Input data -
PR #4138, opened 2026-03-26
SNOW-3266242: Support TRY_CAST with user-provided schema in DataFrameReader

sfc-gh-yuwang:

   

   Fixes SNOW-3266242

   preiously try_cast is not supported when using user schema, this PR meant to fix this gap


src/snowflake/snowpark/dataframe_reader.py
```diff
@@ -797,6 +797,7 @@ def csv(self, path: str, _emit_ast: bool = True) -> DataFrame:
         self._file_type = "CSV"
 
         schema_to_cast, transformations = None, None
+        use_user_schema = False
```
sfc-gh-aling: why we need to introduce this new var?
was there a bug before?

src/snowflake/snowpark/dataframe_reader.py
```diff
@@ -833,7 +834,19 @@ def csv(self, path: str, _emit_ast: bool = True) -> DataFrame:
...
         else:
             self._cur_options["INFER_SCHEMA"] = False
-            schema = self._user_schema._to_attributes()
+            try_cast = self._cur_options.get("TRY_CAST", False)
+            if try_cast:
+                (
+                    schema,
+                    schema_to_cast,
+                    transformations,
+                ) = self._get_schema_from_csv_user_input(
```
sfc-gh-aling: can you check with @sfc-gh-skumbham to understand the scope? is this requirement just for csv?
do we need generalization for other formats?

src/snowflake/snowpark/dataframe_reader.py
sfc-gh-yuwang: technically there is a bug before,
 in the analyzer: https://github.com/snowflakedb/snowpark-python/blob/main/src/snowflake/snowpark/_internal/analyzer/snowflake_plan.py#L1960
we need this bool value to actually apply try_cast to the result, otherwise try_cast is ignored

src/snowflake/snowpark/dataframe_reader.py
sfc-gh-yuwang: I have confirmed with him that this PR's scope is limited to CSV

src/snowflake/snowpark/dataframe_reader.py
```diff
@@ -1387,6 +1402,37 @@ def _infer_schema_for_file_format(
 
         return new_schema, schema_to_cast, read_file_transformations, None
 
+    def _get_schema_from_csv_user_input(
+        self, user_schema: StructType, try_cast: bool
```
sfc-gh-aling, line 1403: nit: do we need try_cast argument? this function is only called when cast is set to True

src/snowflake/snowpark/dataframe_reader.py
```diff
@@ -1387,6 +1402,37 @@ def _infer_schema_for_file_format(
...
+            )
+            sf_type = convert_sp_to_sf_type(field.datatype)
+            source_column = f"${index}"
+            identifier = (
+                f"TRY_CAST({source_column} AS {sf_type})"
+                if try_cast
+                else f"{source_column}::{sf_type}"
+            )
+            schema_to_cast.append((identifier, field.name))
+            transformations.append(sql_expr(identifier))
```
sfc-gh-aling: would try cast affect output column name? we want the output column name unchanged
can we also test the output schema in the tests?

src/snowflake/snowpark/dataframe_reader.py
```diff
@@ -1387,6 +1402,37 @@ def _infer_schema_for_file_format(
...
+        for index, field in enumerate(user_schema.fields, start=1):
+            new_schema.append(
+                Attribute(
+                    field.column_identifier.quoted_name,
+                    field.datatype,
+                    field.nullable,
+                )
+            )
+            sf_type = convert_sp_to_sf_type(field.datatype)
+            source_column = f"${index}"
```
sfc-gh-aling: nit: I think after removing the try_cast bool check, this string can be consolidated into identifier

tests/integ/scala/test_dataframe_reader_suite.py
```diff
@@ -375,6 +375,30 @@ def test_read_csv(session, mode):
...
+            StructField("b", IntegerType()),
+            StructField("c", DoubleType()),
+        ]
+    )
+    df_try_cast = (
+        reader.schema(try_cast_schema).option("TRY_CAST", True).csv(test_file_on_stage)
+    )
+    try_cast_res = df_try_cast.collect()
+    try_cast_res.sort(key=lambda x: x[0])
+    assert try_cast_res == [Row(1, None, 1.2), Row(2, None, 2.2)]
```
sfc-gh-aling: what's the input data type from test_file_csv? what the result be different when testing w/ and w/o try_cast?

src/snowflake/snowpark/dataframe_reader.py
sfc-gh-yuwang: it will not affect output column name, will add test for column name too

src/snowflake/snowpark/dataframe_reader.py
```diff
@@ -834,7 +835,13 @@ def csv(self, path: str, _emit_ast: bool = True) -> DataFrame:
...
         else:
             self._cur_options["INFER_SCHEMA"] = False
-            schema = self._user_schema._to_attributes()
+            try_cast = self._cur_options.get("TRY_CAST", False)
+            (
+                schema,
+                schema_to_cast,
+                transformations,
+            ) = self._get_schema_from_csv_user_input(self._user_schema, try_cast)
+            use_user_schema = try_cast
```
sfc-gh-aling: why we do not always set use_user_schema to True here?
from the var name, it implies that the value should be determined by whether user schema is provided, not on whether `TRY_CAST` is used, did I miss any detail here

CHANGELOG.md
```diff
@@ -8,6 +8,12 @@
 
 - Allow user input schema when reading Parquet file on stage.
 
+#### Bug Fixes
+
+- Fixed a bug that `TRY_CAST` reader option is ignored when calling `DataFrameReader.schema().csv()`.
+- Fixed a Snowflake platform compatibility issue (SNOW-3259059) where `concat(lit('"'), ...)` could lose the leading quote through some `EXCEPT` / chained set-operation plans by lowering that literal to `CHR(34)` in generated SQL.
+- Fixed a bug where chained `DataFrame.filter()` calls with raw SQL text containing `OR` produced incorrect results.
```
sfc-gh-aling: nit: do you need to rebase the main branch to fix the log drift?

src/snowflake/snowpark/dataframe_reader.py
sfc-gh-aalam: this seems wrong to me too. we should `use_user_schema` if user provided us with a schema instead of giving the option of `INFER_SCHEMA`. If user provides us with a schema, we should try to cast the given csv column into the expected data.

sfc-gh-yuwang: I am trying to maintain the original behavior, in the older version, use_user_schema is always set to False in csv read even if user_schema exist

CHANGELOG.md
sfc-gh-yuwang: I'll fix this

src/snowflake/snowpark/dataframe_reader.py
sfc-gh-yuwang: another reason is that the old behavior would not generate `schema_to_cast` and `transformations` under any condition when reading csv, thus it would raise an error here: https://github.com/snowflakedb/snowpark-python/blob/main/src/snowflake/snowpark/_internal/analyzer/snowflake_plan.py#L2030 if we set `use_user_schema` to True.

always generating `schema_to_cast` and `transformations` when using user schema would also create BCR

sfc-gh-aling (approved):
LGTM.

can you try making the scos change code on a dev branch to verify that this fix works using the scos regression test job?

I need on that dev branch you need to:
1. remove the temp try_cast selection code
2. bump the snowpark dependency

Task goal -
Exactly as written, output all of the entries.

Written reply -
PR #4138, opened 2026-03-26
SNOW-3266242: Support TRY_CAST with user-provided schema in DataFrameReader

sfc-gh-yuwang:

   

   Fixes SNOW-3266242

   preiously try_cast is not supported when using user schema, this PR meant to fix this gap


src/snowflake/snowpark/dataframe_reader.py
```diff
@@ -797,6 +797,7 @@ def csv(self, path: str, _emit_ast: bool = True) -> DataFrame:
         self._file_type = "CSV"
 
         schema_to_cast, transformations = None, None
+        use_user_schema = False
```
sfc-gh-aling: why we need to introduce this new var?
was there a bug before?

src/snowflake/snowpark/dataframe_reader.py
```diff
@@ -833,7 +834,19 @@ def csv(self, path: str, _emit_ast: bool = True) -> DataFrame:
...
         else:
             self._cur_options["INFER_SCHEMA"] = False
-            schema = self._user_schema._to_attributes()
+            try_cast = self._cur_options.get("TRY_CAST", False)
+            if try_cast:
+                (
+                    schema,
+                    schema_to_cast,
+                    transformations,
+                ) = self._get_schema_from_csv_user_input(
```
sfc-gh-aling: can you check with @sfc-gh-skumbham to understand the scope? is this requirement just for csv?
do we need generalization for other formats?

src/snowflake/snowpark/dataframe_reader.py
sfc-gh-yuwang: technically there is a bug before,
 in the analyzer: https://github.com/snowflakedb/snowpark-python/blob/main/src/snowflake/snowpark/_internal/analyzer/snowflake_plan.py#L1960
we need this bool value to actually apply try_cast to the result, otherwise try_cast is ignored

src/snowflake/snowpark/dataframe_reader.py
sfc-gh-yuwang: I have confirmed with him that this PR's scope is limited to CSV

src/snowflake/snowpark/dataframe_reader.py
```diff
@@ -1387,6 +1402,37 @@ def _infer_schema_for_file_format(
 
         return new_schema, schema_to_cast, read_file_transformations, None
 
+    def _get_schema_from_csv_user_input(
+        self, user_schema: StructType, try_cast: bool
```
sfc-gh-aling, line 1403: nit: do we need try_cast argument? this function is only called when cast is set to True

src/snowflake/snowpark/dataframe_reader.py
```diff
@@ -1387,6 +1402,37 @@ def _infer_schema_for_file_format(
...
+            )
+            sf_type = convert_sp_to_sf_type(field.datatype)
+            source_column = f"${index}"
+            identifier = (
+                f"TRY_CAST({source_column} AS {sf_type})"
+                if try_cast
+                else f"{source_column}::{sf_type}"
+            )
+            schema_to_cast.append((identifier, field.name))
+            transformations.append(sql_expr(identifier))
```
sfc-gh-aling: would try cast affect output column name? we want the output column name unchanged
can we also test the output schema in the tests?

src/snowflake/snowpark/dataframe_reader.py
```diff
@@ -1387,6 +1402,37 @@ def _infer_schema_for_file_format(
...
+        for index, field in enumerate(user_schema.fields, start=1):
+            new_schema.append(
+                Attribute(
+                    field.column_identifier.quoted_name,
+                    field.datatype,
+                    field.nullable,
+                )
+            )
+            sf_type = convert_sp_to_sf_type(field.datatype)
+            source_column = f"${index}"
```
sfc-gh-aling: nit: I think after removing the try_cast bool check, this string can be consolidated into identifier

tests/integ/scala/test_dataframe_reader_suite.py
```diff
@@ -375,6 +375,30 @@ def test_read_csv(session, mode):
...
+            StructField("b", IntegerType()),
+            StructField("c", DoubleType()),
+        ]
+    )
+    df_try_cast = (
+        reader.schema(try_cast_schema).option("TRY_CAST", True).csv(test_file_on_stage)
+    )
+    try_cast_res = df_try_cast.collect()
+    try_cast_res.sort(key=lambda x: x[0])
+    assert try_cast_res == [Row(1, None, 1.2), Row(2, None, 2.2)]
```
sfc-gh-aling: what's the input data type from test_file_csv? what the result be different when testing w/ and w/o try_cast?

src/snowflake/snowpark/dataframe_reader.py
sfc-gh-yuwang: it will not affect output column name, will add test for column name too

src/snowflake/snowpark/dataframe_reader.py
```diff
@@ -834,7 +835,13 @@ def csv(self, path: str, _emit_ast: bool = True) -> DataFrame:
...
         else:
             self._cur_options["INFER_SCHEMA"] = False
-            schema = self._user_schema._to_attributes()
+            try_cast = self._cur_options.get("TRY_CAST", False)
+            (
+                schema,
+                schema_to_cast,
+                transformations,
+            ) = self._get_schema_from_csv_user_input(self._user_schema, try_cast)
+            use_user_schema = try_cast
```
sfc-gh-aling: why we do not always set use_user_schema to True here?
from the var name, it implies that the value should be determined by whether user schema is provided, not on whether `TRY_CAST` is used, did I miss any detail here

CHANGELOG.md
```diff
@@ -8,6 +8,12 @@
 
 - Allow user input schema when reading Parquet file on stage.
 
+#### Bug Fixes
+
+- Fixed a bug that `TRY_CAST` reader option is ignored when calling `DataFrameReader.schema().csv()`.
+- Fixed a Snowflake platform compatibility issue (SNOW-3259059) where `concat(lit('"'), ...)` could lose the leading quote through some `EXCEPT` / chained set-operation plans by lowering that literal to `CHR(34)` in generated SQL.
+- Fixed a bug where chained `DataFrame.filter()` calls with raw SQL text containing `OR` produced incorrect results.
```
sfc-gh-aling: nit: do you need to rebase the main branch to fix the log drift?

src/snowflake/snowpark/dataframe_reader.py
sfc-gh-aalam: this seems wrong to me too. we should `use_user_schema` if user provided us with a schema instead of giving the option of `INFER_SCHEMA`. If user provides us with a schema, we should try to cast the given csv column into the expected data.

sfc-gh-yuwang: I am trying to maintain the original behavior, in the older version, use_user_schema is always set to False in csv read even if user_schema exist

CHANGELOG.md
sfc-gh-yuwang: I'll fix this

src/snowflake/snowpark/dataframe_reader.py
sfc-gh-yuwang: another reason is that the old behavior would not generate `schema_to_cast` and `transformations` under any condition when reading csv, thus it would raise an error here: https://github.com/snowflakedb/snowpark-python/blob/main/src/snowflake/snowpark/_internal/analyzer/snowflake_plan.py#L2030 if we set `use_user_schema` to True.

always generating `schema_to_cast` and `transformations` when using user schema would also create BCR

sfc-gh-aling (approved):
LGTM.

can you try making the scos change code on a dev branch to verify that this fix works using the scos regression test job?

I need on that dev branch you need to:
1. remove the temp try_cast selection code
2. bump the snowpark dependency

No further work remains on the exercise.